PR #12220, opened 2026-06-15
fix(saved-objects): gate config import on advancedSettings.save capabilities

### LINKED ISSUE #12201: [BUG] saved_object API call failing in OpenSearch Dashboards 3.7.0 (worked in 3.6.0 and earlier)
**Describe the bug**

We use the `saved_object` API to load prebuilt content into OpenSearch Dashboards instances.  Our code and content has not changed in over a year but now fails when we point to an OpenSearch Dashboards 3.7.0 instance.  This same code and content worked successfully with versions 3.6.0, 3.4.0, 2.19.4 and 2.19.3.  (And comments in the code indicate we updated it to deal with a change in response syntax when moving from ODFE 1.7.0 to ODFE 1.13.2.)  When the API call is made to OpenSearch Dashboards 3.7.0, it returns an `unsupported_type` error.

**To Reproduce**
I simplified our actual code to create a minimal example that demonstrates the problem.  The following console session excerpt shows `curl` commands to submit the API call and the responses received against two different OpenSearch Dashboards instances (one OpenSearch Dashboards 3.7.0 instance and one OpenSearch Dashboards 3.6.0 instance).  In addition, it also shows the content of the sample content file being imported (which suppresses a new feature announcement introduced in 3.4.0(?)).  However, we are seeing the same results for other content files containing dashboards, saved queries and other types of content as well.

· · ·

The answer should be exactly the lines from the one that contains "### LINKED ISSUE" through the end of the entries, both ends included, and nothing besides.

■ **Completed task**:
### LINKED ISSUE #12201: [BUG] saved_object API call failing in OpenSearch Dashboards 3.7.0 (worked in 3.6.0 and earlier)
**Describe the bug**

We use the `saved_object` API to load prebuilt content into OpenSearch Dashboards instances.  Our code and content has not changed in over a year but now fails when we point to an OpenSearch Dashboards 3.7.0 instance.  This same code and content worked successfully with versions 3.6.0, 3.4.0, 2.19.4 and 2.19.3.  (And comments in the code indicate we updated it to deal with a change in response syntax when moving from ODFE 1.7.0 to ODFE 1.13.2.)  When the API call is made to OpenSearch Dashboards 3.7.0, it returns an `unsupported_type` error.

**To Reproduce**
I simplified our actual code to create a minimal example that demonstrates the problem.  The following console session excerpt shows `curl` commands to submit the API call and the responses received against two different OpenSearch Dashboards instances (one OpenSearch Dashboards 3.7.0 instance and one OpenSearch Dashboards 3.6.0 instance).  In addition, it also shows the content of the sample content file being imported (which suppresses a new feature announcement introduced in 3.4.0(?)).  However, we are seeing the same results for other content files containing dashboards, saved queries and other types of content as well.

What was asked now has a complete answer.